The relationship between the continuous and discrete models deserves further investigation. The finding that averaging underestimates persistence suggests that simplified models have systematic biases. But the bias isn't uniform — it depends on the spatial structure of heterogeneity. Quantifying this bias more precisely, and developing correction factors for the discrete model, would make the theory more useful for practitioners.
The paper focuses on two species, but real ecosystems host many. The stochastic patch model in principle allows any number of species, and the convergence result extends to arbitrary S. Extending the persistence theory to many species is mathematically challenging — the interaction structure becomes complex — but ecologically essential.

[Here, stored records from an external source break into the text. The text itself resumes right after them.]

PR #445, opened 2024-01-28
Join elements table

melonora:
Depends on #444 

This PR adds the possibility of SQL like joins for `SpatialElement`(s) and tables. These functions are private but are accessible through one public function and will replace the current `match_table_to_element`. In case a join would result in an empty dataframe or `AnnData` table, `None` is returned for the specific element. A table can be joined to multiple `SpatialElement` at the time. Joins with of table and images and table to table are not supported through the public function.

Currently, labels are only supported for those joins that do not require filtering of the labels, for example, a `left` join. The joins that are currently supported are `left`, `left_exclusive`, `inner`, `right` and `right_exclusive`.

A further refactor and docstrings will be added once initial review has passed.

### DIFF
--- a/CHANGELOG.md
+++ b/CHANGELOG.md
@@ -16,6 +16,12 @@ and this project adheres to [Semantic Versioning][].
 
 -   Implemented support in SpatialData for storing multiple tables. These tables
     can annotate a SpatialElement but not necessarily so.
+-   Added SQL like joins that can be executed by calling one public function `join_sdata_spatialelement_table`. The following
+    joins are supported: `left`, `left_exclusive`, `right`, `right_exclusive` and `inner`. The function has an option to
+    match rows. For `left` only matching `left` is supported and for `right` join only `right` matching of rows is supported.
+    Not all joins are supported for `Label` elements.
+-   Added function `match_element_to_table` which allows the user to perform a right join of `SpatialElement`(s) with a table
+    with rows matching the row order in the table.
 -   Increased in-memory vs on-disk control: changes performed in-memory (e.g. adding a new image) are not automatically performed on-disk.
 
 #### Minor
--- a/CHANGELOG.md
+++ b/CHANGELOG.md
@@ -19,7 +19,7 @@ and this project adheres to [Semantic Versioning][].
 -   Added SQL like joins that can be executed by calling one public function `join_sdata_spatialelement_table`. The following
     joins are supported: `left`, `left_exclusive`, `right`, `right_exclusive` and `inner`. The function has an option to
     match rows. For `left` only matching `left` is supported and for `right` join only `right` matching of rows is supported.
-    Not all joins are supported for `Label` elements.
+    Not all joins are supported for `Labels` elements.
 -   Added function `match_element_to_table` which allows the user to perform a right join of `SpatialElement`(s) with a table
     with rows matching the row order in the table.
 -   Increased in-memory vs on-disk control: changes performed in-memory (e.g. adding a new image) are not automatically performed on-disk.
--- a/src/spatialdata/_core/query/relational_query.py
+++ b/src/spatialdata/_core/query/relational_query.py
@@ -208,7 +208,7 @@ def _get_masked_element(
         The spatial element to be masked.
     table_instance_key_column
         The column of a table containing the instance ids
-    match_rows : Literal["left", "right"]
+    match_rows
          Whether to match the indices of the element and table and if so how. If left, element_indices take priority and
         if right table instance ids take priority.
 
@@ -456,8 +456,8 @@ def join_sdata_spatialelement_table(
     joins are symmetric to the `left` joins. In case of an `inner` join of `SpatialElement`(s) and a table, for each an
     element is returned only containing the rows that are present in both the `SpatialElement` and table.
 
-    For `Points` and `Shapes` elements every valid join for argument how is supported. For `Label` elements only `left`
-    joins are fully supported.
+    For `Points` and `Shapes` elements every valid join for argument how is supported. For `Label` elements only the
+    `left` and `right_exclusive` joins are supported.
 
     Parameters
     ----------
--- a/src/spatialdata/_core/query/relational_query.py
+++ b/src/spatialdata/_core/query/relational_query.py
@@ -149,6 +149,81 @@ def _filter_table_by_elements(
     return table
 
 
+def _get_joined_table_indices(
+    joined_indices: pd.Index | None,
+    element_indices: pd.RangeIndex,
+    table_instance_key_column: pd.Series,
+    match_rows: Literal["left", "right"],
+) -> pd.Index:
+    """
+    Get indices of the table that are present in element_indices.
+
+    Parameters
+    ----------
+    joined_indices
+        Current indices that have been found to match indices of an element
+    element_indices
+        Element indices to match against table_instance_key_column.
+    table_instance_key_column
+        The column of a table containing the instance ids.
+    match_rows
+        Whether to match the indices of the element and table and if so how. If left, element_indices take priority and
+        if right table instance ids take priority.
+
+    Returns
+    -------
+        The indices that of the table that match the SpatialElement indices.
+    """
+    mask = table_instance_key_column.isin(element_indices)
+    if joined_indices is None:
+        if match_rows == "left":
+            joined_indices = _match_rows(table_instance_key_column, mask, element_indices, match_rows)
+        else:
+            joined_indices = table_instance_key_column[mask].index
+    else:
+        if match_rows == "left":
+            add_indices = _match_rows(table_instance_key_column, mask, element_indices, match_rows)
+            joined_indices = joined_indices.append(add_indices)
+        # in place append does not work with pd.Index
+        else:
+            joined_indices = joined_indices.append(table_instance_key_column[mask].index)
+    return joined_indices
+
+
+def _get_masked_element(
+    element_indices: pd.RangeIndex,
+    element: SpatialElement,
+    table_instance_key_column: pd.Series,
+    match_rows: Literal["left", "right"],
+) -> SpatialElement:
+    """
+    Get element rows matching the instance ids in the table_instance_key_column.
+
+    Parameters
+    ----------
+    element_indices
+        The indices of an element.
+    element
+        The spatial element to be masked.
+    table_instance_key_column
+        The column of a table containing the instance ids
+    match_rows : Literal["left", "right"]
+         Whether to match the indices of the element and table and if so how. If left, element_indices take priority and
+        if right table instance ids take priority.
+
+    Returns
+    -------
+    The masked spatial element based on the provided indices and match rows.
+    """
+    mask = table_instance_key_column.isin(element_indices)
+    masked_table_instance_key_column = table_instance_key_column[mask]
+    mask_values = mask_values if len(mask_values := masked_table_instance_key_column.values) != 0 else None
+    if match_rows == "right":
+        mask_values = _match_rows(table_instance_key_column, mask, element_indices, match_rows)
+
+    return element.iloc[mask_values, :]
+
+
 def _right_exclusive_join_spatialelement_table(
     element_dict: dict[str, dict[str, Any]], table: AnnData, match_rows: str
 ) -> tuple[dict[str, Any], AnnData | None]:
@@ -184,7 +259,7 @@ def _right_exclusive_join_spatialelement_table(
 
 
 def _right_join_spatialelement_table(
-    element_dict: dict[str, dict[str, Any]], table: AnnData, match_rows: str
+    element_dict: dict[str, dict[str, Any]], table: AnnData, match_rows: Literal["left", "right"]
 ) -> tuple[dict[str, Any], AnnData]:
     regions, region_column_name, instance_key = get_table_keys(table)
     groups_df = table.obs.groupby(by=region_column_name)
@@ -203,13 +278,7 @@ def _right_join_spatialelement_table(
                     )
                     continue
 
-                mask = table_instance_key_column.isin(element_indices)
-                masked_table_instance_key_column = table_instance_key_column[mask]
-                mask_values = mask_values if len(mask_values := masked_table_instance_key_column.values) != 0 else None
-                if match_rows == "right":
-                    mask_values = _match_rows(table_instance_key_column, mask, element_indices, match_rows)
-
-                masked_element = element.iloc[mask_values, :]
+                masked_element = _get_masked_element(element_indices, element, table_instance_key_column, match_rows)
                 element_dict[element_type][name] = masked_element
             else:
                 warnings.warn(
@@ -220,7 +289,7 @@ def _right_join_spatialelement_table(
 
 
 def _inner_join_spatialelement_table(
-    element_dict: dict[str, dict[str, Any]], table: AnnData, match_rows: str
+    element_dict: dict[str, dict[str, Any]], table: AnnData, match_rows: Literal["left", "right"]
 ) -> tuple[dict[str, Any], AnnData]:
     regions, region_column_name, instance_key = get_table_keys(table)
     groups_df = table.obs.groupby(by=region_column_name)
@@ -240,34 +309,19 @@ def _inner_join_spatialelement_table(
                     )
                     continue
 
-                mask = table_instance_key_column.isin(element_indices)
-                masked_table_instance_key_column = table_instance_key_column[mask]
-
-                mask_values = mask_values if len(mask_values := masked_table_instance_key_column.values) != 0 else None
-                if match_rows == "right":
-                    mask_values = _match_rows(table_instance_key_column, mask, element_indices, match_rows)
-
-                masked_element = element.iloc[mask_values, :]
+                masked_element = _get_masked_element(element_indices, element, table_instance_key_column, match_rows)
                 element_dict[element_type][name] = masked_element
 
-                if joined_indices is None:
-                    if match_rows == "left":
-                        joined_indices = _match_rows(table_instance_key_column, mask, element_indices, match_rows)
-                    else:
-                        joined_indices = table_instance_key_column[mask].index
-                else:
-                    if match_rows == "left":
-                        add_indices = _match_rows(table_instance_key_column, mask, element_indices, match_rows)
-                        joined_indices = joined_indices.append(add_indices)
-                    # in place append does not work with pd.Index
-                    else:
-                        joined_indices = joined_indices.append(table_instance_key_column[mask].index)
+                joined_indices = _get_joined_table_indices(
+                    joined_indices, element_indices, table_instance_key_column, match_rows
+                )
             else:
                 warnings.warn(
                     f"The element `{name}` is not annotated by the table. Skipping", UserWarning, stacklevel=2
                 )
                 element_dict[element_type][name] = None
                 continue
+
     joined_table = table[joined_indices, :].copy() if joined_indices is not None else None
     return element_dict, joined_table
 
@@ -304,7 +358,7 @@ def _left_exclusive_join_spatialelement_table(
 
 
 def _left_join_spatialelement_table(
-    element_dict: dict[str, dict[str, Any]], table: AnnData, match_rows: str
+    element_dict: dict[str, dict[str, Any]], table: AnnData, match_rows: Literal["left", "right"]
 ) -> tuple[dict[str, Any], AnnData]:
     regions, region_column_name, instance_key = get_table_keys(table)
     groups_df = table.obs.groupby(by=region_column_name)
@@ -319,19 +373,9 @@ def _left_join_spatialelement_table(
                 else:
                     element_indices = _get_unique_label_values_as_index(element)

Perhaps most importantly, the framework needs empirical validation. The model makes predictions about which species should coexist under which landscape configurations. Testing these predictions against real communities — in grasslands, forests, or marine systems — would determine whether the mathematics captures ecological reality. The simulation study here is a proof of concept; the real test is in the field.
For now, the paper offers a rigorous demonstration of something ecological intuition has long suspected: that variation, not uniformity, supports life. The landscapes we create — through agriculture, urbanization, conservation — are not just backdrops for ecological dynamics. They are active participants, shaping which species survive and which vanish. The mathematics confirms that a patchwork world is not a degraded one. It is, in a precise sense, a more hospitable one.
The implications for conservation are concrete. Protecting biodiversity means more than preserving large, uniform reserves. It means maintaining the mosaic — the mix of habitats, the edges and boundaries, the variation that creates opportunity. A soybean field next to remnant prairie is not just two habitats sharing a border. It is a complex interface where species adapted to disturbance and species adapted to stability can, given the right conditions, negotiate a shared future. The mathematics, at least, says this negotiation is possible.